> **WHAT THE TASK ASKS**
With the line containing "PR #563, opened 2022-05-24" as the start and the line containing "empty btree set." as the end, transcribe that span of the entries below exactly, including both.

━━━ AVAILABLE RECORDS ━━━

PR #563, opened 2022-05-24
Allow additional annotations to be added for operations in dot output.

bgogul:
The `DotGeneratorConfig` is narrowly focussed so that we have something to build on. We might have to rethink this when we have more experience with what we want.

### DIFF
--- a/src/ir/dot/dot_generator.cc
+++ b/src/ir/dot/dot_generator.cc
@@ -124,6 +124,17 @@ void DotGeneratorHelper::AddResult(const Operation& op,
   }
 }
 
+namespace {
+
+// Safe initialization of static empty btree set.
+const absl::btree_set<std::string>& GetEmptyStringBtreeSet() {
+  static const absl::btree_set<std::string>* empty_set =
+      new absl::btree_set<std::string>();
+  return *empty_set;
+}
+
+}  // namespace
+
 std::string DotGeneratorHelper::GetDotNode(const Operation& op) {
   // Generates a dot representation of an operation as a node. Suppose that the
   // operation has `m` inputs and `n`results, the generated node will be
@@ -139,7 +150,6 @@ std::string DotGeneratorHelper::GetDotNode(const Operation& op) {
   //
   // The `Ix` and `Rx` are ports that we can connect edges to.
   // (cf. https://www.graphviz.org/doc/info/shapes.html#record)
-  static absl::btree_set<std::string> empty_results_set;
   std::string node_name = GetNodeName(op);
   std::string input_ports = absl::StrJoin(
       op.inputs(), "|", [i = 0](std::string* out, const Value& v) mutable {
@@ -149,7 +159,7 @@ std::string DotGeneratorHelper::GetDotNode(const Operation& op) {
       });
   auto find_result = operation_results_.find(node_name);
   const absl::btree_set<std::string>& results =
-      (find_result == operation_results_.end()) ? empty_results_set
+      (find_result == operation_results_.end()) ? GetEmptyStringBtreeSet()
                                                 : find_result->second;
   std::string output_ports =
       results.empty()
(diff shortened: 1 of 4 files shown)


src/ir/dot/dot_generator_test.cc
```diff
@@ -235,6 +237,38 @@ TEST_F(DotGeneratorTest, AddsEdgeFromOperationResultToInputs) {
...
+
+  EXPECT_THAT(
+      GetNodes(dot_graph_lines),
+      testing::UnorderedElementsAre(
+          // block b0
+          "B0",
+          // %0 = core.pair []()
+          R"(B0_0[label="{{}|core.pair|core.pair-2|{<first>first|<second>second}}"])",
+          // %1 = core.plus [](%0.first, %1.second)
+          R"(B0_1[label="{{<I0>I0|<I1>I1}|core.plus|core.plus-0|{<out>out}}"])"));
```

━━━
━━━ AVAILABLE RECORDS ━━━

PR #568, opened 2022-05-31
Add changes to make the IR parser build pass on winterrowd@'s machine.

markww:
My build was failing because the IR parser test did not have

━━━
━━━ AVAILABLE RECORDS ━━━

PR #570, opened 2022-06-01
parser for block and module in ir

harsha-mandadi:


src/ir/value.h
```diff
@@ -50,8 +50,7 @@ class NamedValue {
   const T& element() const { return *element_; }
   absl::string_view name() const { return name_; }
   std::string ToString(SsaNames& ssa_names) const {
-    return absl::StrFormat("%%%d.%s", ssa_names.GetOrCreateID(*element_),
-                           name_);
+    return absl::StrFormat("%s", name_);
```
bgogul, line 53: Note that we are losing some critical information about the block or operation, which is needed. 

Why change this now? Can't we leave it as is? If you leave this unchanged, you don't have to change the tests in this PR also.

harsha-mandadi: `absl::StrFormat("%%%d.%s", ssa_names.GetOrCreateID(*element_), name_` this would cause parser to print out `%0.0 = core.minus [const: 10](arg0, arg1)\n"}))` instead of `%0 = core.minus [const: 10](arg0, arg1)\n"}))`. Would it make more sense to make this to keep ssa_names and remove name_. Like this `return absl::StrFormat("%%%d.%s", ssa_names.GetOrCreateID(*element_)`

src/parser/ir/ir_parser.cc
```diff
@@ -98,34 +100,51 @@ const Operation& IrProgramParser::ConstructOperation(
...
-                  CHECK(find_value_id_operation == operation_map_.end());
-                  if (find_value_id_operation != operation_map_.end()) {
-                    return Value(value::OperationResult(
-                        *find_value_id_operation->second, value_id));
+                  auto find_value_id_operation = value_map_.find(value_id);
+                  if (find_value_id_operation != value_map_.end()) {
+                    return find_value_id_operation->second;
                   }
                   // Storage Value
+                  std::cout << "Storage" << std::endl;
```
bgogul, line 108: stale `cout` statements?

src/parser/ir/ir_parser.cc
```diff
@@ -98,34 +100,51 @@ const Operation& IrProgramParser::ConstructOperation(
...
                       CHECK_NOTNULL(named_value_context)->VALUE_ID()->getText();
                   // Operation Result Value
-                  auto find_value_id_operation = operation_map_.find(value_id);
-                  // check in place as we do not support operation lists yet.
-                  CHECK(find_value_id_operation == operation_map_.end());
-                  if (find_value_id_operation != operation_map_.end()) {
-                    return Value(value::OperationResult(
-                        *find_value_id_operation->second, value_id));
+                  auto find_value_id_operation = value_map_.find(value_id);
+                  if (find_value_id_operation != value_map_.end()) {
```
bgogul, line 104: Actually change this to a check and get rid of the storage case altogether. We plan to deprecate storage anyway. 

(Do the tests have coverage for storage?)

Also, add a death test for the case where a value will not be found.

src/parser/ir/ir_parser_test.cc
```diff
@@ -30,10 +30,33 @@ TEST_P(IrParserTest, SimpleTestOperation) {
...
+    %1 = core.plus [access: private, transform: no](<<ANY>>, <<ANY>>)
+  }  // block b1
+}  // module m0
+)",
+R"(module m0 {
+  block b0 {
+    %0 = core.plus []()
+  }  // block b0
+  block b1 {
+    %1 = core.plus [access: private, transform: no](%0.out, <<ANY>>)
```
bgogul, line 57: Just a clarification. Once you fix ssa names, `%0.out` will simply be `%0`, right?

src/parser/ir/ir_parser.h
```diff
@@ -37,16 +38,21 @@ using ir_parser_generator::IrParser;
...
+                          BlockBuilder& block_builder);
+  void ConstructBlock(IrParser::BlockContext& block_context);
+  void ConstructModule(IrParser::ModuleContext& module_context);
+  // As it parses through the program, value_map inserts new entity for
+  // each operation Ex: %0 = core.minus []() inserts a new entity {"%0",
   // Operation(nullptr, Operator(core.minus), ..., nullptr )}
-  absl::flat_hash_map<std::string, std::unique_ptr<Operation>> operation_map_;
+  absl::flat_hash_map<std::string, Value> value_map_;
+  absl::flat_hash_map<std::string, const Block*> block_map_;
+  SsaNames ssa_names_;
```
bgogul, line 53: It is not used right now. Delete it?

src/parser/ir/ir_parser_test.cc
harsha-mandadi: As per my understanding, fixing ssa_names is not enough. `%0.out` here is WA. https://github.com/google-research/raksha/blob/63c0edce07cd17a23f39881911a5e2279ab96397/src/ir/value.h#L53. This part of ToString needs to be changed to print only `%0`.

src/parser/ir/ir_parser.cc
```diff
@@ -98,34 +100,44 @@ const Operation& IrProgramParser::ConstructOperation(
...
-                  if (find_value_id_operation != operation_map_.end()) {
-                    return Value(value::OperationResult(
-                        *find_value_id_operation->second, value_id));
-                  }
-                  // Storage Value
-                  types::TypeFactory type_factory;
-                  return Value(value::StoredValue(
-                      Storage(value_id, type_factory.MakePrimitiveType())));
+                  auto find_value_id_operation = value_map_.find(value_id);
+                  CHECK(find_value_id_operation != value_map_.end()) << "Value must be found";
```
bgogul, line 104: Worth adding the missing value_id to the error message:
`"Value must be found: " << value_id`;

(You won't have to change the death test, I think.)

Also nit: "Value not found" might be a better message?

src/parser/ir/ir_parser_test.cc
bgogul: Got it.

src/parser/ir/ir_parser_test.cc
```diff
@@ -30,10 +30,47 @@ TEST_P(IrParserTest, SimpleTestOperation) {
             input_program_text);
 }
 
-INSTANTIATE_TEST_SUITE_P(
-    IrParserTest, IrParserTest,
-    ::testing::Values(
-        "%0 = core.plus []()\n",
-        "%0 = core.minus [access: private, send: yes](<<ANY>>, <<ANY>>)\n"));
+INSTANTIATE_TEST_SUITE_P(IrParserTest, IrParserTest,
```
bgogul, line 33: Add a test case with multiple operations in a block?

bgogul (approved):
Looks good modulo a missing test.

━━━

> **SOLUTION TO THE PROBLEM**
PR #563, opened 2022-05-24
Allow additional annotations to be added for operations in dot output.

bgogul:
The `DotGeneratorConfig` is narrowly focussed so that we have something to build on. We might have to rethink this when we have more experience with what we want.

### DIFF
--- a/src/ir/dot/dot_generator.cc
+++ b/src/ir/dot/dot_generator.cc
@@ -124,6 +124,17 @@ void DotGeneratorHelper::AddResult(const Operation& op,
   }
 }
 
+namespace {
+
+// Safe initialization of static empty btree set.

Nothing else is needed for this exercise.